Fact Sheet – The Rainforests

 

Tropical rainforests cover around 6% of the Earth’s surface, and are found around the Earth’s equator. There are tropical rainforests across parts of South America, Central America, Africa, Southeast Asia and Australasia. They are damp, warm and dense forest, and home to millions of plants and animals. The play a vital role in the Earth’s ecology, and generate up to 40% of the Earth's oxygen. The rainforests recycle and clean water.

Rainforests play a stabilising role in the greenhouse effect which traps heat inside the atmosphere. The trees and plants fix carbon dioxide from the atmosphere by trapping it in their roots, stems, leaves, and branches.

The largest tropical rainforests exist in the Amazon in South America,in the equatorial portions of Africa from the Democratic Republic of Congo to Cameroon, in Asia, from Papua New Guinea and Indonesia to Myanmar, and Eastern Queensland, Australia.

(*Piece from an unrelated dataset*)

PR #1163, opened 2023-12-12
ci(cargo): run host tests outside Nix sandbox

rvolosatovs:
## Feature or Problem

As host tests are growing, they are making more and more assumptions and so it's becoming increasingly difficult to run them in hermetic environment like Nix sandbox, move host tests outside the sandbox to simplify maintenance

Scientists divide the rainforest into 4 layers or strata. Starting from the top, these are:

 

Emergent: Giant trees that are much higher than the average canopy height. This layer houses many birds and insects.

 

Canopy: The canopy is the roof of the rainforest, consisting of the tops of the trees, the flowers and fruit and the animals that feed there. The canopy is home to birds, insects, tree frogs and mammals.

 

Understorey: A dark, cool environment under the leaves but over the ground. Here the air is still, the humidity high, and the heat constant. Above the small plants of the forest floor, the birds and butterflies make this their domain, although they may venture up or down.

 

Forest Floor: This area is where seeds and fruit fall, and is teeming with animal life, especially insects. The largest animals in the rainforest generally live here. There is much variability in the forest floor - in some areas it floods periodically, in some areas it is very fertile, in others it is not.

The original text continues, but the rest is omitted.